Below are the records. List every line holding the word "BaseTools".

━━ GIVEN DATA ━━

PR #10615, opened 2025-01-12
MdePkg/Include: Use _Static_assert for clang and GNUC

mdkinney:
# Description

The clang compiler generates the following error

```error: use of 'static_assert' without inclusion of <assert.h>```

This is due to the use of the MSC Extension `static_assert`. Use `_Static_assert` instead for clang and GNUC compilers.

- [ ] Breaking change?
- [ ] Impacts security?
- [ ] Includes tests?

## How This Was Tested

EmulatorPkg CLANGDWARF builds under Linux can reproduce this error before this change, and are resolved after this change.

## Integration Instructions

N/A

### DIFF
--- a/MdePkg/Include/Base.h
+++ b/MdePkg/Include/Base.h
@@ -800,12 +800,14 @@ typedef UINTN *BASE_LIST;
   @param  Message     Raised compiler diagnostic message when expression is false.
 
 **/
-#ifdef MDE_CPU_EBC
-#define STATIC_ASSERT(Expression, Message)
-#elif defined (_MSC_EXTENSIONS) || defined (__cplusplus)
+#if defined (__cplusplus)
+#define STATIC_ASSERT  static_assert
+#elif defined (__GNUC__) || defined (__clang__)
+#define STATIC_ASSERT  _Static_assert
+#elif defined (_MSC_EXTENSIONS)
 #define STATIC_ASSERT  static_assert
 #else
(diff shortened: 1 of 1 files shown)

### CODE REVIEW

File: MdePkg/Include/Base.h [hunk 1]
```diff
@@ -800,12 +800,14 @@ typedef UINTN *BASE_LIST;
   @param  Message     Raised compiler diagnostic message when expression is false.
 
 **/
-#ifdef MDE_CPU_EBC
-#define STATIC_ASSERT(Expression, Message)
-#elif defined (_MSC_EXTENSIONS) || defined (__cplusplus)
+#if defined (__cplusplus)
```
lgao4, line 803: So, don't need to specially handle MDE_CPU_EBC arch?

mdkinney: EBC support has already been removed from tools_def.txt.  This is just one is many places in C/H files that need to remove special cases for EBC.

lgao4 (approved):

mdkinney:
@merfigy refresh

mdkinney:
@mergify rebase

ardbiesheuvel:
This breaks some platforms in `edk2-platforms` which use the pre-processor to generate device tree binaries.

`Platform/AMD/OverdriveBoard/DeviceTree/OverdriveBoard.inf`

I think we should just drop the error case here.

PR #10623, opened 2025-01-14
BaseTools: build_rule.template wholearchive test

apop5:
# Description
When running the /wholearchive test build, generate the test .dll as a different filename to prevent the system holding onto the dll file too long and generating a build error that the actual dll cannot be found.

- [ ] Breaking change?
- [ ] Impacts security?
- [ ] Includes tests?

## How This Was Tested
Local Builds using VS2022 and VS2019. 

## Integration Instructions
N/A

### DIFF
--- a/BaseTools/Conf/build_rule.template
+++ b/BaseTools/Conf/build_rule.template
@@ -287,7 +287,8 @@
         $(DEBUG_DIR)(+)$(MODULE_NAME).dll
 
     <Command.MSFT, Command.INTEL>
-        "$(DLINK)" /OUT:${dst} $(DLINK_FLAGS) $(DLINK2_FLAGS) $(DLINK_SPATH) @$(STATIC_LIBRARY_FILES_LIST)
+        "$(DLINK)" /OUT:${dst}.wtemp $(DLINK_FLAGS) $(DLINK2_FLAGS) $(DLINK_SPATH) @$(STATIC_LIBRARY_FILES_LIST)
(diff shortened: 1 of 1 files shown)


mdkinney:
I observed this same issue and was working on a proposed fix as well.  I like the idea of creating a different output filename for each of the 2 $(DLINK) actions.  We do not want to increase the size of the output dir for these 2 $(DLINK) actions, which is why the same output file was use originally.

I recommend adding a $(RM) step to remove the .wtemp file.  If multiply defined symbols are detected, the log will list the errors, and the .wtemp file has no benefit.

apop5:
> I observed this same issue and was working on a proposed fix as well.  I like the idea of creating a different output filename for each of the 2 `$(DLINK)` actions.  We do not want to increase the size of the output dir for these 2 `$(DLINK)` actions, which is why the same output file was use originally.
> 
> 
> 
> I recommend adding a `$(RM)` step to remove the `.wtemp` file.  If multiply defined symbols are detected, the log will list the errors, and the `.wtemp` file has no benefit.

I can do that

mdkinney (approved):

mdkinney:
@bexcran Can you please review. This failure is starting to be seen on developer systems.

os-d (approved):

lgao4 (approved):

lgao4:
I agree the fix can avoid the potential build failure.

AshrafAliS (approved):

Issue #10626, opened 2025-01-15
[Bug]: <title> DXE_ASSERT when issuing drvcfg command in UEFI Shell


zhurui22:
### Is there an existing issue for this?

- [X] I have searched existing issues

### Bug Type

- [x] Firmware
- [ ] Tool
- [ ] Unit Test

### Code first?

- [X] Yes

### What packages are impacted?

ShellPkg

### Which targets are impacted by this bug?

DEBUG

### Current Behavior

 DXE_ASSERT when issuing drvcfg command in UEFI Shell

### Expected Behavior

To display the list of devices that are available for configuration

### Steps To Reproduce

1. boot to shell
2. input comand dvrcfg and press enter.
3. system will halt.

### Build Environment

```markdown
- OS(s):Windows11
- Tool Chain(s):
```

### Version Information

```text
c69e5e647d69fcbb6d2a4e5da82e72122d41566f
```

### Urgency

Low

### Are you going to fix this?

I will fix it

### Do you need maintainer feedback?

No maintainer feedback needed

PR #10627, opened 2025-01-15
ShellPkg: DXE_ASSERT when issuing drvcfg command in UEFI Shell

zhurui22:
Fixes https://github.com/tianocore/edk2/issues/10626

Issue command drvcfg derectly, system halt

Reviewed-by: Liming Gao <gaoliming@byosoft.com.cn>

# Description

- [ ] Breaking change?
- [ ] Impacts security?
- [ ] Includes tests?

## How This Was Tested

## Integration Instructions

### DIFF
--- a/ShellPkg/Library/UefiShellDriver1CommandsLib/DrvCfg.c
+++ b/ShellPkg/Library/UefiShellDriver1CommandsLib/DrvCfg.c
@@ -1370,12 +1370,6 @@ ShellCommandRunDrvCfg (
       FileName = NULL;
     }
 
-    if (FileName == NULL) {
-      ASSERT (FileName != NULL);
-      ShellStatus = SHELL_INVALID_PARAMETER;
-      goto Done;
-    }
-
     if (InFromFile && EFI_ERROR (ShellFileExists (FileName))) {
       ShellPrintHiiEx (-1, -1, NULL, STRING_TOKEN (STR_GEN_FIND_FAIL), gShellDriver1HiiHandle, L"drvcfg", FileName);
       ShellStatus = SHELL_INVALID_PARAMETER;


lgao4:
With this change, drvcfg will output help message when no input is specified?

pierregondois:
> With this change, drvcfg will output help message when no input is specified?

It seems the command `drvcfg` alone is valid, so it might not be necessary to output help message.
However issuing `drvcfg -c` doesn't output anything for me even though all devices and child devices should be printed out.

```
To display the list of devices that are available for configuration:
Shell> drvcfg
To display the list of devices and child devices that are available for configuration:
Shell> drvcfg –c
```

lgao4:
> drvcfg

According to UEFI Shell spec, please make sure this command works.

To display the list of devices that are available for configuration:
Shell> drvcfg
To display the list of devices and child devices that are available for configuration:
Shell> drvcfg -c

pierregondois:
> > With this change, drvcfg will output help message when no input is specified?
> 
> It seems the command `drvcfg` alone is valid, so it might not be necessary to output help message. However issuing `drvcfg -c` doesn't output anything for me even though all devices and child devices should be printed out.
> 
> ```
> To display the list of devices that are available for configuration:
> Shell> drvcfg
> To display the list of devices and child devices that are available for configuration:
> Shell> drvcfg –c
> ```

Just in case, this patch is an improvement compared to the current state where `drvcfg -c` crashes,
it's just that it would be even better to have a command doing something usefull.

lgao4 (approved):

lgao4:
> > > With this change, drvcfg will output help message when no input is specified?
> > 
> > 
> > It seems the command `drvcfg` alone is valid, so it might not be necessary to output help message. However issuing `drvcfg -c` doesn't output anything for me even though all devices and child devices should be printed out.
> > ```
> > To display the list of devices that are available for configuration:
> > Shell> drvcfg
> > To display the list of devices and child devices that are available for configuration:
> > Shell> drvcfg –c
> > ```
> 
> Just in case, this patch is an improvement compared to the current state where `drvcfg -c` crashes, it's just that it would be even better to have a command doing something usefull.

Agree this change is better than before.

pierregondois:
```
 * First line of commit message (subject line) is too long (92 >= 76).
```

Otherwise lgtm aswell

━━━

## [ANSWER AREA]
BaseTools: build_rule.template wholearchive test
--- a/BaseTools/Conf/build_rule.template
+++ b/BaseTools/Conf/build_rule.template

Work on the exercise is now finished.